» Task to complete: Read through the entries below and return each line with the word "index".
══════════════════════════════
PR #5743, opened 2021-01-19
[luci] Update candidate nodes of shape/type inference

llFreetimell:
Parent Issue : #5501

Until now, traversal order was not considered with following assumptions.

- Imported circle model is correct
- Pass will create new nodes, not modifying original nodes

However, above assumptions were broken in some cases.
Therefore, this commit will update candidate nodes of shape/type inference
and thus infer shape and type correctly even if above assumptions were broken.

### DIFF
--- a/compiler/luci/pass/src/CircleShapeInferencePass.cpp
+++ b/compiler/luci/pass/src/CircleShapeInferencePass.cpp
@@ -14,9 +14,10 @@
  * limitations under the License.
  */
 
+#include "helpers/InferenceCandidates.h"
+
 #include "luci/Pass/CircleShapeInferencePass.h"
 
-#include <luci/IR/DeadNodeQueryService.h>
 #include <luci/Service/CircleShapeInference.h>
 
 #include <loco.h>
@@ -67,9 +68,9 @@ bool CircleShapeInferencePass::run(loco::Graph *g)
   luci::sinf::Rule shape_infer_rule;
   bool changed = false;
 
-  for (auto node : loco::all_nodes(g))
-  {
-    if (!node->dialect()->service<DeadNodeQueryServiceImpl>()->isDeadNode(node))
+  // TODO Remove clang-format off
+  // clang-format off
+  for (auto node : inference_candidates(g))
     {
       loco::TensorShape shape;
       auto circle_node = loco::must_cast<luci::CircleNode *>(node);
@@ -85,7 +86,7 @@ bool CircleShapeInferencePass::run(loco::Graph *g)
         changed = true;
       }
     }
-  }
+  // clang-format on
 
   return changed;
 }
--- a/compiler/luci/pass/src/CircleShapeInferencepass.test.cpp
+++ b/compiler/luci/pass/src/CircleShapeInferencepass.test.cpp
@@ -1,0 +1,356 @@
+/*
+ * Copyright (c) 2021 Samsung Electronics Co., Ltd. All Rights Reserved
+ *
+ * Licensed under the Apache License, Version 2.0 (the "License");
+ * you may not use this file except in compliance with the License.
+ * You may obtain a copy of the License at
+ *
+ *    http://www.apache.org/licenses/LICENSE-2.0
+ *
+ * Unless required by applicable law or agreed to in writing, software
+ * distributed under the License is distributed on an "AS IS" BASIS,
+ * WITHOUT WARRANTIES OR CONDITIONS OF ANY KIND, either express or implied.
+ * See the License for the specific language governing permissions and
+ * limitations under the License.
+ */
+
+#include "luci/Pass/CircleShapeInferencePass.h"
+
+#include <loco.h>
+
+#include <luci/IR/CircleNodes.h>
+
+#include <gtest/gtest.h>
+
+/**
+ * This test is for checking when traversal order affect the result of inference.
+ *
+ * Because "transpose1" only changed permutation node from "old_perm" to "new_perm",
+ * shape_status of "transpose1" is still VALID even the shape should be changed.
+ * If "transpose2" is visted first before shape of "transpose1" is updated,
+ * "transpose2" can reference the shape of "relu" which is not updated yet.
+ * Then shape of "transpose2" becomes 3x5x5x1 and it causes an error at "conv2d".
+ *
+ * <Initial graph>
+ *                                                4x1x1x3
+ * [old_perm] ----------+              [filter] ----------+
+ * (0,2,1,3)            |                                 |
+ *                      |               [bias]  ----------+
+ *                      |                                 |
+ *  input  ------> [transpose1] ------> [relu] ------> [conv2d] ------>  output
+ *         1x5x5x3              1x5x5x3        1x5x5x3          1x5x5x4
+ *
+ *
+ * <Right after transformation>
+ *                                                                        4x1x1x3
+ * [new_perm] ----------+-----------------------------------+    [filter] ------+
+ * (3,2,1,0)            |                                   |                   |
+ *                      |                                   |      [bias] ------+
+ *                      |                                   |                   |
+ *  input  ------> [transpose1] ------> [relu] ------> [transpose2] ------> [conv2d] ------>  output
+ *         1x5x5x3              1x5x5x3        1x5x5x3                 ?             1x5x5x4
+ *
+ *
+ * <Expected result>
+ *                                                                        4x1x1x3
+ * [new_perm] ----------+-----------------------------------+    [filter] ------+
+ * (3,2,1,0)            |                                   |                   |
+ *                      |                                   |      [bias] ------+
+ *                      |                                   |                   |
+ *  input  ------> [transpose1] ------> [relu] ------> [transpose2] ------> [conv2d] ------>  output
+ *         1x5x5x3              3x5x5x1        3x5x5x1              1x5x5x3          1x5x5x4
+ *
+ */
+TEST(CircleShapeInferencePassTest, original_node_change)
+{
+  luci::CircleShapeInferencePass pass;
+  auto g = loco::make_graph();
+
+  // Have to be packed into lambda to check throw
+  auto shape_inference_run = [&]() {
+    while (pass.run(g.get()) == true)
+      ;
+  };
+
+  // Create nodes to make relu traversed first
+  auto input = g->nodes()->create<luci::CircleInput>();
+  auto relu = g->nodes()->create<luci::CircleRelu>();
+  auto old_perm = g->nodes()->create<luci::CircleConst>();
+  auto transpose1 = g->nodes()->create<luci::CircleTranspose>();
+  auto filter = g->nodes()->create<luci::CircleConst>();
+  auto bias = g->nodes()->create<luci::CircleConst>();
+  auto conv2d = g->nodes()->create<luci::CircleConv2D>();
+  auto output = g->nodes()->create<luci::CircleOutput>();
+  auto new_perm = g->nodes()->create<luci::CircleConst>();
+  auto transpose2 = g->nodes()->create<luci::CircleTranspose>();
+
+  // Build up initial graph
+  auto graph_input = g->inputs()->create();
+  graph_input->shape({1, 5, 5, 3});
+
+  input->index(graph_input->index());
+  input->shape({1, 5, 5, 3});
+  input->shape_status(luci::ShapeStatus::VALID);
+
+  old_perm->dtype(loco::DataType::S32);
+  old_perm->size<loco::DataType::S32>(4);
+  old_perm->shape({4});
+  old_perm->at<loco::DataType::S32>(0) = 0;
+  old_perm->at<loco::DataType::S32>(1) = 2;
+  old_perm->at<loco::DataType::S32>(2) = 1;
+  old_perm->at<loco::DataType::S32>(3) = 3;
+  old_perm->shape_status(luci::ShapeStatus::VALID);
+
+  transpose1->a(input);
+  transpose1->perm(old_perm);
+
+  relu->features(transpose1);
+
+  filter->dtype(loco::DataType::FLOAT32);
+  filter->size<loco::DataType::FLOAT32>(4 * 1 * 1 * 3);
+  filter->shape({4, 1, 1, 3});
+  filter->shape_status(luci::ShapeStatus::VALID);
+
+  bias->dtype(loco::DataType::FLOAT32);
+  bias->size<loco::DataType::FLOAT32>(4);
+  bias->shape({4});
+  bias->shape_status(luci::ShapeStatus::VALID);
+
+  conv2d->input(relu);
+  conv2d->filter(filter);
+  conv2d->bias(bias);
+  conv2d->padding(luci::Padding::VALID);
+  conv2d->stride()->h(1);
+  conv2d->stride()->w(1);
+  conv2d->dilation()->h(1);
+  conv2d->dilation()->w(1);
+
+  output->from(conv2d);
+  auto graph_output = g->outputs()->create();
+  output->index(graph_output->index());
+  graph_output->shape({1, 5, 5, 4});
+
+  ASSERT_NO_THROW(shape_inference_run());
+
+  // Transform graph
+  new_perm->dtype(loco::DataType::S32);
+  new_perm->size<loco::DataType::S32>(4);
+  new_perm->shape({4});
+  new_perm->at<loco::DataType::S32>(0) = 3;
+  new_perm->at<loco::DataType::S32>(1) = 2;
+  new_perm->at<loco::DataType::S32>(2) = 1;
+  new_perm->at<loco::DataType::S32>(3) = 0;
+  new_perm->shape_status(luci::ShapeStatus::VALID);
+
+  transpose1->perm(new_perm);
+
+  transpose2->a(relu);
+  transpose2->perm(new_perm);
+
+  conv2d->input(transpose2);
+
+  ASSERT_NO_THROW(shape_inference_run());
+
+  // Check result of shape inference is correct
+  ASSERT_EQ(3, transpose1->dim(0).value());
+  ASSERT_EQ(5, transpose1->dim(1).value());
+  ASSERT_EQ(5, transpose1->dim(2).value());
+  ASSERT_EQ(1, transpose1->dim(3).value());
+
+  ASSERT_EQ(3, relu->dim(0).value());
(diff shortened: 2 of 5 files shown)


seanshpark:
> Imported circle model is correct

Not quite exactly... there's a validate function that drops error or warnings...

> Pass will create new nodes, not modifying original nodes

I'm not sure this holds for all Passes and the was designed like this...

seanshpark:
> traversal order was not considered with following assumptions.

Can you describe more about `traversal order` and two items? I don't quite understand the relation.

seanshpark:
I think it would be better to describe what specific problem we have and solution(s) we can think of and what this change suggest.

compiler/luci/pass/src/CircleShapeInferencePass.cpp
```diff
@@ -67,23 +67,41 @@ bool CircleShapeInferencePass::run(loco::Graph *g)
...
+  //      This usually happens to mandatory virtual nodes such as CircleWhileOut, etc.
+  auto candidates = loco::postorder_traversal(loco::output_nodes(g));
   for (auto node : loco::all_nodes(g))
   {
+    // Already inserted in candidates
+    if (std::find(candidates.begin(), candidates.end(), node) != candidates.end())
+      continue;
+
+    // This node is definitely dead node
     if (!node->dialect()->service<DeadNodeQueryServiceImpl>()->isDeadNode(node))
```
mhs4670go, line 85: Maybe?
```suggestion
    if (node->dialect()->service<DeadNodeQueryServiceImpl>()->isDeadNode(node))
```

mhs4670go:
@llFreetimell IIUC, this PR isn't that difference practically. Original codes already do the same thing. Could you explain the main point of the needs to split it into two part?

llFreetimell:
@seanshpark 

> there's a validate function that drops error or warnings...

IIUC, for now, importer only validates the arguments of each operation such as the number of inputs and outputs.
(`CircleNodes` such as `CircleWhile` or `CircleIf` are validated with graph input/output)
My intention of the sentence "Imported circle model is correct" was "shape/type of all nodes in imported model is correct".

> I'm not sure this holds for all Passes and the was designed like this...

FYI, `ConvertNCHWToNHWCPass` are not creating new nodes but modifying original nodes.

> Can you describe more about traversal order and two items?

Let's suppose there is a following graph.
```
                     ---- [node2] ----
input --- [node1] ---+               +---- [node4] --- output
                     ---- [node3] ----
```

In case of `postorder_traversal`, the sequence would be node1 -> node2 -> node3 -> node4 (node2 and node3 can be changed).
  - If shape of node3 will be changed : shape of node4 is always inferred using new shape of node3.
  - If shape of node3 was incorrect when import : shape of node3 will be corrected using node1 and the corrected shape of node3 will be used for inferring shape of node4.

In case of `all_nodes`, the sequence is not considered. As a result traversal sequence is random.
Then what happens if traversal sequence is node4 -> node1 -> node2 -> node3
  - If shape of node3 will be changed : old shape of node3 will be used for inferring shape of node4. This cause incorrect result.
  - If shape of node3 was incorrect when import : incorrect shape of node3 will be used for inferring shape of node4. This cause incorrect result.
These errors are not detected because `shape_status()` is anyway set by `ShapeStatus::VALID`.
That's why setting `shape_status()` as `ShapeStatus::UNDEFINED` is used in `ConvertNCHWToNHWCPass`.

> I think it would be better to describe what specific problem we have and solution(s) we can think of and what this change suggest.

Hmm.. to commit message or to comments?

llFreetimell:
@mhs4670go 

Let's think following graph.
```
                     ---- [node2] ----                     +--- [CircleWhileOut1] -- Output
input --- [node1] ---+               +---- [CircleWhile] ---
                     ---- [node3] ----                     +--- [CircleWhileOut2]
```

Current codes can generate following sequences which may cause some errors.
- CircleWhile -> node1 -> node2 -> node3 -> CircleWhileOut2 -> CircleWhileOut1
- node1 -> node2 -> node3 -> CircleWhileOut2 -> CircleWhileOut1 -> CircleWhile
- etc...

However, if we apply this PR, only following two cases are generated.
- node1 -> node2 -> node3 -> CircleWhile -> CircleWhileOut1 -> CircleWhileOut2
- node1 -> node3 -> node2 -> CircleWhile -> CircleWhileOut1 -> CircleWhileOut2

seanshpark:
> Hmm.. to commit message or to comments?

The commit message, and if possible some comments at the code

seanshpark:
Previous shape inference was using this code
```cxx
bool ShapeInferenceSession::to(Graph *g) const
{
  assert(_rule->support(ShapeInferenceRule::API::V1) && "API v1 is unavailable");

  bool changed = false;

  for (auto node : loco::postorder_traversal(loco::output_nodes(g)))
  {
    if (_rule->recognize(node->dialect()))
    {
      loco::NodeShape shape;

      if (!shape_known(node) && inputs_shape_ready(node))
      {
        if (_rule->infer(node, shape))
        {
          node->annot(stdex::make_unique<ShapeAnnotation>(shape));
          changed = true;
        }
      }
    }
  }

  return changed;
}
```

I think you must have referenced this code.

But you created CircleShapeInferencePass.cpp  with `for (auto node : loco::all_nodes(g))`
══════════════════════════════
» Solution for this problem:
+  input->index(graph_input->index());
+  output->index(graph_output->index());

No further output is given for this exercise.